#### Material for this task ####

PR #124, opened 2021-05-29
Support for GETQUOTA response rfc2087

Simon-Laux:
### Idea / why?
I want that DeltaChat can warn me with a device message when my mailbox is running full.
I asked @link2xt about how I could accomplish this and the answer was that I need to implement parsing of the results into `imap-proto` first and then implement a function for it in `async-imap` before I can implement what I want into `deltachat-core`.

### To Do:
- [X] QUOTA Response
- [x] Fix QUOTAROOT Response parsing tests (help wanted, I'm unable to fix this on my own right-now, nom complains about incomplete input, testing via `crate::parser::rfc3501::response_data` on the other hand works, only testing the standalone function makes problems)

_As I don't really understand completely what I need to do / am doing here, please review it carefully._

### DIFF
--- a/imap-proto/src/parser/rfc2087.rs
+++ b/imap-proto/src/parser/rfc2087.rs
@@ -197,13 +197,13 @@ mod tests {
         );
     }
 
-    fn terminated_qouta_root(i: &[u8]) -> IResult<&[u8], Response> {
+    fn terminated_quota_root(i: &[u8]) -> IResult<&[u8], Response> {
         nom::sequence::terminated(quota_root, nom::bytes::streaming::tag("\r\n"))(i)
     }
 
     #[test]
     fn test_quota_root_without_root_names() {
-        assert_matches! (terminated_qouta_root(b"QUOTAROOT comp.mail.mime\r\n") ,
+        assert_matches! (terminated_quota_root(b"QUOTAROOT comp.mail.mime\r\n") ,
             Ok((_, r)) => {
                 assert_eq!(
                     r,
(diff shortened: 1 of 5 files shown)


imap-proto/src/parser/rfc2087.rs
```diff
@@ -0,0 +1,273 @@
...
+                    })
+                );
+            }
+        );
+    }
+
+    #[test]
+    fn test_quota_root2() {
+        assert_matches! (
+            terminated_qouta_root(b"QUOTAROOT INBOX HU\r\n"),
```
link2xt: `qouta` -> `quota`

imap-proto/src/parser/rfc2087.rs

####

Write out every entry again, keeping each line exactly the same.

* Answer to the exercise
PR #124, opened 2021-05-29
Support for GETQUOTA response rfc2087

Simon-Laux:
### Idea / why?
I want that DeltaChat can warn me with a device message when my mailbox is running full.
I asked @link2xt about how I could accomplish this and the answer was that I need to implement parsing of the results into `imap-proto` first and then implement a function for it in `async-imap` before I can implement what I want into `deltachat-core`.

### To Do:
- [X] QUOTA Response
- [x] Fix QUOTAROOT Response parsing tests (help wanted, I'm unable to fix this on my own right-now, nom complains about incomplete input, testing via `crate::parser::rfc3501::response_data` on the other hand works, only testing the standalone function makes problems)

_As I don't really understand completely what I need to do / am doing here, please review it carefully._

### DIFF
--- a/imap-proto/src/parser/rfc2087.rs
+++ b/imap-proto/src/parser/rfc2087.rs
@@ -197,13 +197,13 @@ mod tests {
         );
     }
 
-    fn terminated_qouta_root(i: &[u8]) -> IResult<&[u8], Response> {
+    fn terminated_quota_root(i: &[u8]) -> IResult<&[u8], Response> {
         nom::sequence::terminated(quota_root, nom::bytes::streaming::tag("\r\n"))(i)
     }
 
     #[test]
     fn test_quota_root_without_root_names() {
-        assert_matches! (terminated_qouta_root(b"QUOTAROOT comp.mail.mime\r\n") ,
+        assert_matches! (terminated_quota_root(b"QUOTAROOT comp.mail.mime\r\n") ,
             Ok((_, r)) => {
                 assert_eq!(
                     r,
(diff shortened: 1 of 5 files shown)


imap-proto/src/parser/rfc2087.rs
```diff
@@ -0,0 +1,273 @@
...
+                    })
+                );
+            }
+        );
+    }
+
+    #[test]
+    fn test_quota_root2() {
+        assert_matches! (
+            terminated_qouta_root(b"QUOTAROOT INBOX HU\r\n"),
```
link2xt: `qouta` -> `quota`

imap-proto/src/parser/rfc2087.rs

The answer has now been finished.